__Exercise instructions__:
Which of the lines in the data mention the string "config"? List them all.

<<<<

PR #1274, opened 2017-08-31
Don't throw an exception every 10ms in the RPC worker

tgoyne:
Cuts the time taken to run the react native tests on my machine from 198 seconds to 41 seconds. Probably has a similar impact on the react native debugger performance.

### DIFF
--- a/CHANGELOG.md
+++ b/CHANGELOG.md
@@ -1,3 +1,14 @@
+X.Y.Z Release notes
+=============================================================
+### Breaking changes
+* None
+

>>>>
<<<<

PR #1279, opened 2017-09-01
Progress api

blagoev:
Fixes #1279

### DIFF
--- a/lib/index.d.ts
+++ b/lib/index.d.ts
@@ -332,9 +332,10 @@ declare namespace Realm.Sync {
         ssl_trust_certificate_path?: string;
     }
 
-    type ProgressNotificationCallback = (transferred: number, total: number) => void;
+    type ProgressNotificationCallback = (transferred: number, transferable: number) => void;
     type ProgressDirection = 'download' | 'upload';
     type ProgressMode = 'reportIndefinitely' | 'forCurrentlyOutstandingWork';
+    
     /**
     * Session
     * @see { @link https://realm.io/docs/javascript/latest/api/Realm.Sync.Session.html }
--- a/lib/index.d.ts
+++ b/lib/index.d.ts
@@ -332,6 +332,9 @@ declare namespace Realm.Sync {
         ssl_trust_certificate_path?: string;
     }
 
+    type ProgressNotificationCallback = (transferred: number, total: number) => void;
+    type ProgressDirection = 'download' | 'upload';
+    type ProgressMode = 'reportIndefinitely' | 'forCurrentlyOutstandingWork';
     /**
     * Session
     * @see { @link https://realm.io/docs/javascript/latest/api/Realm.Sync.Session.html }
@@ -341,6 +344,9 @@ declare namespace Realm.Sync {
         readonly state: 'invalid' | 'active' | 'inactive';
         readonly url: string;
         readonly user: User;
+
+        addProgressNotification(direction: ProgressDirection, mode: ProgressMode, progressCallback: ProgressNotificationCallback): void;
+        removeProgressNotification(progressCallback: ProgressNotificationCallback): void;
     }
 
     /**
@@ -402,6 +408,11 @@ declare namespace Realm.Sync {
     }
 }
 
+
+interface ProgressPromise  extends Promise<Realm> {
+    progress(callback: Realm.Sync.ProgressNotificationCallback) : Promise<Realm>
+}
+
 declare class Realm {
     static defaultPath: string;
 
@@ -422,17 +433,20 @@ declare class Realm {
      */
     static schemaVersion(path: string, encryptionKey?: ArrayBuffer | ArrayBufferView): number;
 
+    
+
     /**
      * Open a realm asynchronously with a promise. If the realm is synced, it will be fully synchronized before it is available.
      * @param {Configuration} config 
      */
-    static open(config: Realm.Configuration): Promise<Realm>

>>>>
<<<<

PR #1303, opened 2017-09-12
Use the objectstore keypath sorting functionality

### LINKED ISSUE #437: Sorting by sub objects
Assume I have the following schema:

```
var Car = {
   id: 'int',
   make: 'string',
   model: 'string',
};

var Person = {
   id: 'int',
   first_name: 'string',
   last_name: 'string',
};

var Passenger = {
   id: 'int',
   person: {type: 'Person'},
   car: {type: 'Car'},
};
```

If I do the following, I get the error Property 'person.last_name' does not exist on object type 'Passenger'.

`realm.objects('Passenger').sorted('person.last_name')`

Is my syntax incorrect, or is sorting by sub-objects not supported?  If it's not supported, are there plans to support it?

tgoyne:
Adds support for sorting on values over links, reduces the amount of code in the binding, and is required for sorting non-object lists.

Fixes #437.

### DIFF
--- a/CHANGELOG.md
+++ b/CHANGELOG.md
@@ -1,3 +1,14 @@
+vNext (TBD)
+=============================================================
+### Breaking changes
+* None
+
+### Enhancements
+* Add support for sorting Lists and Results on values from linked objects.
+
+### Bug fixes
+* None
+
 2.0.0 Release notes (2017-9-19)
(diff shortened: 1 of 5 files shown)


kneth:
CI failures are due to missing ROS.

>>>>

__Response__:
      * @param {Configuration} config 
-    static open(config: Realm.Configuration): Promise<Realm>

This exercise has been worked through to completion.